• _What the exercise asks_: Copy out every record exactly.

• _Data for processing_:
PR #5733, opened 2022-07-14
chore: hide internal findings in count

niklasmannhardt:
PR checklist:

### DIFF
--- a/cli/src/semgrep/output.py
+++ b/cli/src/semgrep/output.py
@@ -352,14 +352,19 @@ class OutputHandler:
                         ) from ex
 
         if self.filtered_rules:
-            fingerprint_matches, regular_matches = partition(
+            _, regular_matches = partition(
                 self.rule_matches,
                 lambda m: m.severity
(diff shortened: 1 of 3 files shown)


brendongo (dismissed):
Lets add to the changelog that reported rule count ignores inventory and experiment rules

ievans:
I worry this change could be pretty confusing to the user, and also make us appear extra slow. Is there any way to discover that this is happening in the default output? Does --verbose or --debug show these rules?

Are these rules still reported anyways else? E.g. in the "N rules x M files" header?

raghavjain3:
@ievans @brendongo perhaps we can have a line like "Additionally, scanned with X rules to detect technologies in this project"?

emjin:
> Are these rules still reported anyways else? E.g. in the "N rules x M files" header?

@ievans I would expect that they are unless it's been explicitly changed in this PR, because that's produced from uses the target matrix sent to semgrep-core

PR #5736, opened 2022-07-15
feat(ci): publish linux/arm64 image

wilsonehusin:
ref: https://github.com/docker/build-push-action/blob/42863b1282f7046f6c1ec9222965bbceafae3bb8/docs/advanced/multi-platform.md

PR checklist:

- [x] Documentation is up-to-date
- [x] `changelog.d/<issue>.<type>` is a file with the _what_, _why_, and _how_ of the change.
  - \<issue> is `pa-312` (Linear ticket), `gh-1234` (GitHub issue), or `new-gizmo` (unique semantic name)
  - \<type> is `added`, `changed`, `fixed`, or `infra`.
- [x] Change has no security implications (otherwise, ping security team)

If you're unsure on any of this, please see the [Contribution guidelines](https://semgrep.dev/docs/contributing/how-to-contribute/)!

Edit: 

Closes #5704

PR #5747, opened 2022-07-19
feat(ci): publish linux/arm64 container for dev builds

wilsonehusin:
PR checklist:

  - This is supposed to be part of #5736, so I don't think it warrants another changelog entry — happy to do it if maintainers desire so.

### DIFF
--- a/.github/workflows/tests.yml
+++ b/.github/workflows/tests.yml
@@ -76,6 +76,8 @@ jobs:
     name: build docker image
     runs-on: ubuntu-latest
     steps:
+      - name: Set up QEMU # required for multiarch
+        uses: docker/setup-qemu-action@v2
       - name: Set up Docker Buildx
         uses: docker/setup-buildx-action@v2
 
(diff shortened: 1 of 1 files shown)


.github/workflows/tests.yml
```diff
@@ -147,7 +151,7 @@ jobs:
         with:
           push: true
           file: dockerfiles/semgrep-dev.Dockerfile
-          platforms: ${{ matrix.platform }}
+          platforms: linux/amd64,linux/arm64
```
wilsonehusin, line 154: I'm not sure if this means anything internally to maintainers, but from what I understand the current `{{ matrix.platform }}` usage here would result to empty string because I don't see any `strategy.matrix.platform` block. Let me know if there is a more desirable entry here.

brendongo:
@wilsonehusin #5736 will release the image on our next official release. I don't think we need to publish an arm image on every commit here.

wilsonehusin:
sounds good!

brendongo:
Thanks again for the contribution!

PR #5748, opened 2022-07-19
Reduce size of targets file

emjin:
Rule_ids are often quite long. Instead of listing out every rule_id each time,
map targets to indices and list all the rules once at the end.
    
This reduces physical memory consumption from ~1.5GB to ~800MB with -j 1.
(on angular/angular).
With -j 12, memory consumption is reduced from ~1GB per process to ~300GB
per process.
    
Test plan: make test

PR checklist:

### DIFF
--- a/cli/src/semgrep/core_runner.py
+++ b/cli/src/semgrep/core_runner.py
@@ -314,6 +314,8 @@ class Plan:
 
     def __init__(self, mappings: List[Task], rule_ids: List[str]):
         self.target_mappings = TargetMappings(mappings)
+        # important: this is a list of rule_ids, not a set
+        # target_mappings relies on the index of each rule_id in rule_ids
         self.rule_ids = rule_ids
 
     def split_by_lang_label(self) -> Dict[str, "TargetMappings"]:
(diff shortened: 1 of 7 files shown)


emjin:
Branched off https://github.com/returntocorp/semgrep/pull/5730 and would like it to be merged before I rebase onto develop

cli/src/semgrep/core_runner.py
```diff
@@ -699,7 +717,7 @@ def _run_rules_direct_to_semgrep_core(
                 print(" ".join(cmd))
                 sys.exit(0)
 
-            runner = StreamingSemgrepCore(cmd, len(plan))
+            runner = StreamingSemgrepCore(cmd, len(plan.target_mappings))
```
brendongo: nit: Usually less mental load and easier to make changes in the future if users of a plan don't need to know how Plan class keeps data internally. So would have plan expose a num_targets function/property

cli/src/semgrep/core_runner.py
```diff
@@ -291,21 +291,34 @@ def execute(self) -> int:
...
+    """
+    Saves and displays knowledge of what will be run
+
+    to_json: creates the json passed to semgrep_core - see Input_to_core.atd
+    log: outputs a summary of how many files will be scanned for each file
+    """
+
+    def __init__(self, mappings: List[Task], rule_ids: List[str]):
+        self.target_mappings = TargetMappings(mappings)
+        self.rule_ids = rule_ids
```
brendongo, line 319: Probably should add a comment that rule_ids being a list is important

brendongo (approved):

• _Response for this exercise_:
PR #5733, opened 2022-07-14
chore: hide internal findings in count

niklasmannhardt:
PR checklist:

### DIFF
--- a/cli/src/semgrep/output.py
+++ b/cli/src/semgrep/output.py
@@ -352,14 +352,19 @@ class OutputHandler:
                         ) from ex
 
         if self.filtered_rules:
-            fingerprint_matches, regular_matches = partition(
+            _, regular_matches = partition(
                 self.rule_matches,
                 lambda m: m.severity
(diff shortened: 1 of 3 files shown)


brendongo (dismissed):
Lets add to the changelog that reported rule count ignores inventory and experiment rules

ievans:
I worry this change could be pretty confusing to the user, and also make us appear extra slow. Is there any way to discover that this is happening in the default output? Does --verbose or --debug show these rules?

Are these rules still reported anyways else? E.g. in the "N rules x M files" header?

raghavjain3:
@ievans @brendongo perhaps we can have a line like "Additionally, scanned with X rules to detect technologies in this project"?

emjin:
> Are these rules still reported anyways else? E.g. in the "N rules x M files" header?

@ievans I would expect that they are unless it's been explicitly changed in this PR, because that's produced from uses the target matrix sent to semgrep-core

PR #5736, opened 2022-07-15
feat(ci): publish linux/arm64 image

wilsonehusin:
ref: https://github.com/docker/build-push-action/blob/42863b1282f7046f6c1ec9222965bbceafae3bb8/docs/advanced/multi-platform.md

PR checklist:

- [x] Documentation is up-to-date
- [x] `changelog.d/<issue>.<type>` is a file with the _what_, _why_, and _how_ of the change.
  - \<issue> is `pa-312` (Linear ticket), `gh-1234` (GitHub issue), or `new-gizmo` (unique semantic name)
  - \<type> is `added`, `changed`, `fixed`, or `infra`.
- [x] Change has no security implications (otherwise, ping security team)

If you're unsure on any of this, please see the [Contribution guidelines](https://semgrep.dev/docs/contributing/how-to-contribute/)!

Edit: 

Closes #5704

PR #5747, opened 2022-07-19
feat(ci): publish linux/arm64 container for dev builds

wilsonehusin:
PR checklist:

  - This is supposed to be part of #5736, so I don't think it warrants another changelog entry — happy to do it if maintainers desire so.

### DIFF
--- a/.github/workflows/tests.yml
+++ b/.github/workflows/tests.yml
@@ -76,6 +76,8 @@ jobs:
     name: build docker image
     runs-on: ubuntu-latest
     steps:
+      - name: Set up QEMU # required for multiarch
+        uses: docker/setup-qemu-action@v2
       - name: Set up Docker Buildx
         uses: docker/setup-buildx-action@v2
 
(diff shortened: 1 of 1 files shown)


.github/workflows/tests.yml
```diff
@@ -147,7 +151,7 @@ jobs:
         with:
           push: true
           file: dockerfiles/semgrep-dev.Dockerfile
-          platforms: ${{ matrix.platform }}
+          platforms: linux/amd64,linux/arm64
```
wilsonehusin, line 154: I'm not sure if this means anything internally to maintainers, but from what I understand the current `{{ matrix.platform }}` usage here would result to empty string because I don't see any `strategy.matrix.platform` block. Let me know if there is a more desirable entry here.

brendongo:
@wilsonehusin #5736 will release the image on our next official release. I don't think we need to publish an arm image on every commit here.

wilsonehusin:
sounds good!

brendongo:
Thanks again for the contribution!

PR #5748, opened 2022-07-19
Reduce size of targets file

emjin:
Rule_ids are often quite long. Instead of listing out every rule_id each time,
map targets to indices and list all the rules once at the end.
    
This reduces physical memory consumption from ~1.5GB to ~800MB with -j 1.
(on angular/angular).
With -j 12, memory consumption is reduced from ~1GB per process to ~300GB
per process.
    
Test plan: make test

PR checklist:

### DIFF
--- a/cli/src/semgrep/core_runner.py
+++ b/cli/src/semgrep/core_runner.py
@@ -314,6 +314,8 @@ class Plan:
 
     def __init__(self, mappings: List[Task], rule_ids: List[str]):
         self.target_mappings = TargetMappings(mappings)
+        # important: this is a list of rule_ids, not a set
+        # target_mappings relies on the index of each rule_id in rule_ids
         self.rule_ids = rule_ids
 
     def split_by_lang_label(self) -> Dict[str, "TargetMappings"]:
(diff shortened: 1 of 7 files shown)


emjin:
Branched off https://github.com/returntocorp/semgrep/pull/5730 and would like it to be merged before I rebase onto develop

cli/src/semgrep/core_runner.py
```diff
@@ -699,7 +717,7 @@ def _run_rules_direct_to_semgrep_core(
                 print(" ".join(cmd))
                 sys.exit(0)
 
-            runner = StreamingSemgrepCore(cmd, len(plan))
+            runner = StreamingSemgrepCore(cmd, len(plan.target_mappings))
```
brendongo: nit: Usually less mental load and easier to make changes in the future if users of a plan don't need to know how Plan class keeps data internally. So would have plan expose a num_targets function/property

cli/src/semgrep/core_runner.py
```diff
@@ -291,21 +291,34 @@ def execute(self) -> int:
...
+    """
+    Saves and displays knowledge of what will be run
+
+    to_json: creates the json passed to semgrep_core - see Input_to_core.atd
+    log: outputs a summary of how many files will be scanned for each file
+    """
+
+    def __init__(self, mappings: List[Task], rule_ids: List[str]):
+        self.target_mappings = TargetMappings(mappings)
+        self.rule_ids = rule_ids
```
brendongo, line 319: Probably should add a comment that rule_ids being a list is important

brendongo (approved):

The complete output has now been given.